Exercise inputs -
*-*-*
PR #4080, opened 2023-08-03
feat: Allow limiting oauth clients

taratatach:
A given Cozy hosting service might want to limit the number of OAuth
  clients that a user can connect at any given time.

  We now allow defining such a limit via a feature flag,
  `cozy.oauthclients.max` with an integer value from -1 to MAX_INT where
  -1 means unlimited.

  When a limit is set and the user has reached it by connecting multiple
  OAuth clients, a new web page will be presented when trying to connect
  yet another client in stead of the OAuth permissions page.
  This page gives options to the user, based on the Cozy context, to
  either revoke existing clients or, in Cozy's case, subscribe to a plan
  that increases this limit.
  Once the number of connected clients is brought below the limit, the
  page will automatically refresh itself (a button allows doing a manual
  refresh) to present the permissions page and complete the OAuth
  connection flow.


assets/templates/too_many_oauth_clients.html
```diff
@@ -0,0 +1,46 @@
+<!DOCTYPE html>
```
nono, line 1: Don't forget to add this template to https://github.com/cozy/cozy-stack/blob/master/web/statik/handler.go#L29-L54

model/oauth/client.go
```diff
@@ -194,6 +194,27 @@ func GetNotifiables(i *instance.Instance) ([]*Client, error) {
 	return clients, nil
 }
 
+func GetConnectedUserClients(i *instance.Instance, limit int, bookmark string) ([]*Client, string, error) {
+	// Return clients with client_kind mobile, browser and desktop
+	var clients []*Client
+	req := &couchdb.FindRequest{
+		UseIndex: "connected-user-clients",
+		Selector: mango.And(mango.Gt("client_kind", ""), mango.Gt("client_name", "")),
```
nono, line 202: I think it is still WIP

web/statik/statik.go
nono, line 1: It's weird to have so many changes on this file

model/oauth/client.go
taratatach: that's the intended query if that's what you're referring to.

assets/templates/too_many_oauth_clients.html
taratatach: Ah OK. What's the purpose of this list?

pkg/couchdb/index.go
```diff
@@ -14,51 +14,58 @@ import (
...
-	mango.IndexOnFields(consts.Triggers, "by-worker-and-type", []string{"worker", "type"}),
+	mango.MakeIndex(consts.Triggers, "by-worker-and-type", mango.IndexDef{Fields: []string{"worker", "type"}}),
 
 	// Used to lookup oauth clients by name
-	mango.IndexOnFields(consts.OAuthClients, "by-client-name", []string{"client_name"}),
-	mango.IndexOnFields(consts.OAuthClients, "by-notification-platform", []string{"notification_platform"}),
+	mango.MakeIndex(consts.OAuthClients, "by-client-name", mango.IndexDef{Fields: []string{"client_name"}}),
+	mango.MakeIndex(consts.OAuthClients, "by-notification-platform", mango.IndexDef{Fields: []string{"notification_platform"}}),
+	mango.MakeIndex(consts.OAuthClients, "connected-user-clients", mango.IndexDef{
+		Fields: []string{"client_kind", "client_name"},
```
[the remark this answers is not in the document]
taratatach: My intention was for the Settings app to use this index as well and it apparently needs an index on `client_name` as well.

web/statik/statik.go
taratatach: I ran `make assets-fast`. Could this explain the number of changes?

model/oauth/client.go
```diff
@@ -793,4 +814,20 @@ func BuildLinkedAppScope(slug string) string {
 	return fmt.Sprintf("@%s/%s", consts.Apps, slug)
 }
 
+func HasReachedUserClientsLimit(inst *instance.Instance, limit int) (bool, error) {
+	if limit == -1 {
+		inst.Logger().Info("Limit is -1; bailing")
+		return false, nil
+	}
+
+	clients, _, err := GetConnectedUserClients(inst, 100, "")
```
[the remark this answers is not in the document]
taratatach: We could limit to `limit` indeed.

web/auth/oauth.go
```diff
@@ -238,9 +239,57 @@ func (a *AuthorizeHTTPHandler) authorizeForm(c echo.Context) error {
...
+		if clientsLimit, ok := flags.M["cozy.oauthclients.max"].(float64); ok && clientsLimit >= 0 {
+			limit := int(clientsLimit)
+
+			clients, _, err := oauth.GetConnectedUserClients(inst, 100, "")
+			if err != nil {
+				return fmt.Errorf("Could not get user OAuth clients: %w", err)
+			}
+			count := len(clients)
+
+			if count >= limit {
```
nono, line 257: From what I understand of the documentation, it should be `count > limit`

web/auth/oauth.go
```diff
@@ -238,9 +239,57 @@ func (a *AuthorizeHTTPHandler) authorizeForm(c echo.Context) error {
...
+				var manageDevicesURL, premiumURL string
+
+				connectedDevicesURL := inst.SubDomain(consts.SettingsSlug)
+				connectedDevicesURL.Fragment = "/connectedDevices"
+				manageDevicesURL = connectedDevicesURL.String()
+
+				if enablePremiumLinks, ok := flags.M["enable_premium_links"].(bool); ok && enablePremiumLinks {
+					var err error
```
nono, line 265: [nit] I think you can omit this line, as `err` is already declared before

taratatach: I remember getting a linter error without it but I don't anymore.

web/auth/oauth.go
```diff
@@ -238,9 +239,57 @@ func (a *AuthorizeHTTPHandler) authorizeForm(c echo.Context) error {
...
+	if !params.client.Flagship {
+		flags, err := feature.GetFlags(inst)
+		if err != nil {
+			return err
+		}
+
+		if clientsLimit, ok := flags.M["cozy.oauthclients.max"].(float64); ok && clientsLimit >= 0 {
+			limit := int(clientsLimit)
+
+			clients, _, err := oauth.GetConnectedUserClients(inst, 100, "")
```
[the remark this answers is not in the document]
taratatach: If we use `limit + 1` and we have say, 5 OAuth clients for a limit of 3, the modal will display `4/3 clients connected` instead of `5/3 clients connected`.

web/auth/oauth.go
nono: I'm confused. We are on the `authorize` page, the new OAuth client should have been created before we display it.

And the added part to the documentation says:

> In case a limit has been set on the Cozy to the number of user-connected OAuth
clients, and this limit has been exceeded already, the user will be presented a
screen requesting to either remove some existing clients or, if enabled,
increase the limit (e.g. by subscribing to a plan with a greater limit). Once
the number of connected clients is brought back to the limit or under, the
OAuth flow will resume and the permissions screen will be displayed.

nono:
By the way, I didn't say it, but I would really like to have some tests in this PR.

taratatach:
> By the way, I didn't say it, but I would really like to have some tests in this PR.

Yes, that's planned. I just wanted to have the feature working before my vacations so the front could use it and to get your feedback.

web/statik/statik.go
nono, line 1: It looks like something went wrong with this file: there are too many changed lines for just a few additions to assets

nono (approved):

PR #4081, opened 2023-08-03
Improve the way we get the sharing dir

nono:
It happens that the stack needs the main directory for a sharing. For example, when it receives a new file that is inside the shared directory. The stack was using a referenced_by to find it, but we have found in production that the referenced_by can have been put on the wrong directories. We will now use the ID when we have it, and only use the referenced_by if not.


model/sharing/files.go
```diff
@@ -335,6 +335,17 @@ func (s *Sharing) AddReferenceForSharingDir(inst *instance.Instance, rule *Rule)
 // GetSharingDir returns the directory used by this sharing for putting files
 // and folders that have no dir_id.
 func (s *Sharing) GetSharingDir(inst *instance.Instance) (*vfs.DirDoc, error) {
+	// When we can, find the sharding dir by its ID
```
taratatach, line 338:
```suggestion
	// When we can, find the sharing dir by its ID
```

PR #4082, opened 2023-08-04
feat: Handle Powens Uuids

doubleface:
Next versions of harvest, banking konnectors will handle powens uuids
which will allow the have the same identifiers for banks in every
environments (int, prod, local, etc)

### DIFF
--- a/model/account/type.go
+++ b/model/account/type.go
@@ -189,6 +189,9 @@ func (at *AccountType) MakeOauthStartURL(i *instance.Instance, state string, par
 		if id := params.Get("id_connector"); id != "" {
 			vv.Add("connector_ids", id)
 		}
+		if id := params.Get("connector_uuids"); id != "" {
+			vv.Add("connector_uuids", id)
+		}
 	case BIWebauth, BIWebauthAndSecret:
 		vv.Add("client_id", at.ClientID)
 		vv.Add("token", params.Get("token"))


taratatach (approved):

model/account/type.go
```diff
@@ -189,6 +189,9 @@ func (at *AccountType) MakeOauthStartURL(i *instance.Instance, state string, par
 		if id := params.Get("id_connector"); id != "" {
 			vv.Add("connector_ids", id)
 		}
+		if id := params.Get("connector_uuids"); id != "" {
+			vv.Add("connector_uuids", id)
+		}
```
Crash--, line 194: @doubleface what is the difference between `id_connector`and `connector_uuids` ? 

Can we remove `id_connector` later once Harvest is up to date everywhere? 

Don't we have documentation to update in order to reflect that change?

Crash--: Also, don't we need the same stuff for the webauth ? https://github.com/cozy/cozy-stack/blob/a097022fb87c8ed22c8d259f23e1444800b58ade/model/account/type.go#L195-L205

doubleface: id_connector expects to have bank ids.
Yes we can remove this once we have updated harvest everywhere. 
I will check the diagrams and docs one more time but I don't this any of theme talked about this param

About webauth, we don't use it directly anymore since webviews, webauth is integrated inside powens webviews. We could remove it since webviews are considered fully deployed.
*-*-*
What you will do - Read through the entries above, and wherever a line holds the string "feature", copy it.

Solved problem -
  We now allow defining such a limit via a feature flag,
+		flags, err := feature.GetFlags(inst)
Yes, that's planned. I just wanted to have the feature working before my vacations so the front could use it and to get your feedback.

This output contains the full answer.